■ Exercise directions: Across the records, how many lines contain "mechanical"? Answer with the number alone.

Collected data entries:
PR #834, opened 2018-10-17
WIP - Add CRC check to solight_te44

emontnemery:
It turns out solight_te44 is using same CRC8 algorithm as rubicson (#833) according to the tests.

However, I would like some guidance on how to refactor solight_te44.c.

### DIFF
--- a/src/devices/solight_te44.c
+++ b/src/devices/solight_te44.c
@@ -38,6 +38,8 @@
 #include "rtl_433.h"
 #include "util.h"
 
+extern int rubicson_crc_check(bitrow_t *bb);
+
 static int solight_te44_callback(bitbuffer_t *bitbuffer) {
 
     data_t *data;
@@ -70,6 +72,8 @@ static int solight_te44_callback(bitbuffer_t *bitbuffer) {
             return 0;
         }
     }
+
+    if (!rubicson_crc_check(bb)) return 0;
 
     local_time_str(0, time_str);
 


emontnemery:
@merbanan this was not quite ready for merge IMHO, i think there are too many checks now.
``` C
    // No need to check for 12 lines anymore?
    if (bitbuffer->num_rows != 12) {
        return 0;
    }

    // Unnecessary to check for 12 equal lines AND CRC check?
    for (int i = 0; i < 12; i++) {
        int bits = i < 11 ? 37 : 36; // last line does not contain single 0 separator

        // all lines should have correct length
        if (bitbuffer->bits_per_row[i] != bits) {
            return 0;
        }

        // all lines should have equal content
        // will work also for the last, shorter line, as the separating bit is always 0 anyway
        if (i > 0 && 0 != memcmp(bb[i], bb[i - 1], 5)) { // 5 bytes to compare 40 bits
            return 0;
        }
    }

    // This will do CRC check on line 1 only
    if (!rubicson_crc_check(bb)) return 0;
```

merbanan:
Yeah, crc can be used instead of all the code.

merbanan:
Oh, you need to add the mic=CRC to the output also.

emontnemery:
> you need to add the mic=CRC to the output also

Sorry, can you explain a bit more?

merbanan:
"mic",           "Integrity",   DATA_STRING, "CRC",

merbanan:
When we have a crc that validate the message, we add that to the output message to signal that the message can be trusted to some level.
...
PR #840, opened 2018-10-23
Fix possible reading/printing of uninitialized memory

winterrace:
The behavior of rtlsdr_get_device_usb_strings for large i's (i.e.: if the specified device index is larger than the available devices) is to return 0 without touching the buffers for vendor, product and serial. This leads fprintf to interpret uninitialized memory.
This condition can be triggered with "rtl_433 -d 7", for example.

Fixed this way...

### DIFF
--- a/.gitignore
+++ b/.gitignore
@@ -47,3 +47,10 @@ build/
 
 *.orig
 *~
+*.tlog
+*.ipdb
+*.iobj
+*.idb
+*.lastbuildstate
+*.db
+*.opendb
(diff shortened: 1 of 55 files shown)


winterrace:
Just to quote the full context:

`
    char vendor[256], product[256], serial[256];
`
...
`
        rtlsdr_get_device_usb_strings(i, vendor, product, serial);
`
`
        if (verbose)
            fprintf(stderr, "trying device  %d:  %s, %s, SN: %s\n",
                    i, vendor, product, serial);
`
==
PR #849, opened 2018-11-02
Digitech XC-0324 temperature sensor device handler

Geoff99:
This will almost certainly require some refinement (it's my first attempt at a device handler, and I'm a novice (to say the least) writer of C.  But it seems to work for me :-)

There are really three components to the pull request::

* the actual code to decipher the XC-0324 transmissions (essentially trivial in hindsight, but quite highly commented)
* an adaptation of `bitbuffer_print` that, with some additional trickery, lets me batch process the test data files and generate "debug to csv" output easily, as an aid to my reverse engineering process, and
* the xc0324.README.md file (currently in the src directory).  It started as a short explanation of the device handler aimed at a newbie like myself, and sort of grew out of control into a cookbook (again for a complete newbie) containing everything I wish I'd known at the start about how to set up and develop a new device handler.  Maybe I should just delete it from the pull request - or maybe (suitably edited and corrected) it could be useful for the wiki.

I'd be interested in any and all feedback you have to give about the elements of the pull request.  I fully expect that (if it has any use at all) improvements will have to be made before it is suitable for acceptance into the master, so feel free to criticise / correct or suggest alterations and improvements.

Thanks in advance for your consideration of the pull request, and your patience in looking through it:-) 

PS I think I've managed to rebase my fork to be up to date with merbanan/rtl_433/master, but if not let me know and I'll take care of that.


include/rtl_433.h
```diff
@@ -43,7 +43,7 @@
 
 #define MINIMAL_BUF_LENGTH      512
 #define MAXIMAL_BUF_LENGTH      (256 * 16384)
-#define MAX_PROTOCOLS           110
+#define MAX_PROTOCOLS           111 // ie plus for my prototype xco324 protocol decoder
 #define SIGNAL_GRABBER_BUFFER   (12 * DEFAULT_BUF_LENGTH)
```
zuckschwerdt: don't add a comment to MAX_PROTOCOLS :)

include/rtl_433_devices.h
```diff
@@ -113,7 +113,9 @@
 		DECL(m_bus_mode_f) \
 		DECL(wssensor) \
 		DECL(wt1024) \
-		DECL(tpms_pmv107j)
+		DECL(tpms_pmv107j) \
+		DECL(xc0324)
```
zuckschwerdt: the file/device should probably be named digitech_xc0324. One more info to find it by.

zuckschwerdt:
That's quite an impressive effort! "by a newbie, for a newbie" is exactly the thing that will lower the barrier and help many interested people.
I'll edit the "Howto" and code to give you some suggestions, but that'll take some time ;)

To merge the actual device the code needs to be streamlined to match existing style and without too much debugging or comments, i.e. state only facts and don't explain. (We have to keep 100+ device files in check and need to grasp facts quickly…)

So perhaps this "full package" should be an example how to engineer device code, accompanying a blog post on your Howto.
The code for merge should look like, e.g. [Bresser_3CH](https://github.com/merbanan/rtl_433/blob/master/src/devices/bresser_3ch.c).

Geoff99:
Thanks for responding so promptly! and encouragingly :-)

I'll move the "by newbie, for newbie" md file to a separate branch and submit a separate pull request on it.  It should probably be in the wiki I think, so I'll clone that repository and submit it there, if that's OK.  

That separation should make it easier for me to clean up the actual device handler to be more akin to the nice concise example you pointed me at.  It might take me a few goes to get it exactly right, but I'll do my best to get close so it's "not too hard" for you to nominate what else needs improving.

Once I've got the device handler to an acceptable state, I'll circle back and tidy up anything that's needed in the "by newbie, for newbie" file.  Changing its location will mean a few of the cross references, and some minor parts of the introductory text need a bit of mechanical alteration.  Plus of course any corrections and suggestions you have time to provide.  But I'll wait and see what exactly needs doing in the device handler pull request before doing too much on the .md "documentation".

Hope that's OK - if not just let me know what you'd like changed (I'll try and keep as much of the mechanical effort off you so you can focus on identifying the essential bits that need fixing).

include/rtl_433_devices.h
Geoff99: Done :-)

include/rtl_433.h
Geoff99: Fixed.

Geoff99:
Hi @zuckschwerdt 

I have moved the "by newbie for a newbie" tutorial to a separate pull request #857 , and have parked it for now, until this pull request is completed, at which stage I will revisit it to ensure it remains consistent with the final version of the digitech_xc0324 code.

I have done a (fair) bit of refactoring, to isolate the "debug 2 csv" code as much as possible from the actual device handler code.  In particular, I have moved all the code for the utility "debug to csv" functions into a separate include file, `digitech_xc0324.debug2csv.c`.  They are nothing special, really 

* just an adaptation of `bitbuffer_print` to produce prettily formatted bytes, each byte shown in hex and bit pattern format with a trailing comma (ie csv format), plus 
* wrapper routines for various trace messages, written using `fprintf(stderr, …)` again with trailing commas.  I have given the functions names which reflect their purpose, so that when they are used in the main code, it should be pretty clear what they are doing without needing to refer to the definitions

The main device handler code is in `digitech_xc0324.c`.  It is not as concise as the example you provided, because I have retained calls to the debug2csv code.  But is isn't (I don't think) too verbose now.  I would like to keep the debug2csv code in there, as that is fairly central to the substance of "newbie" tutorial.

■ Written answer: 2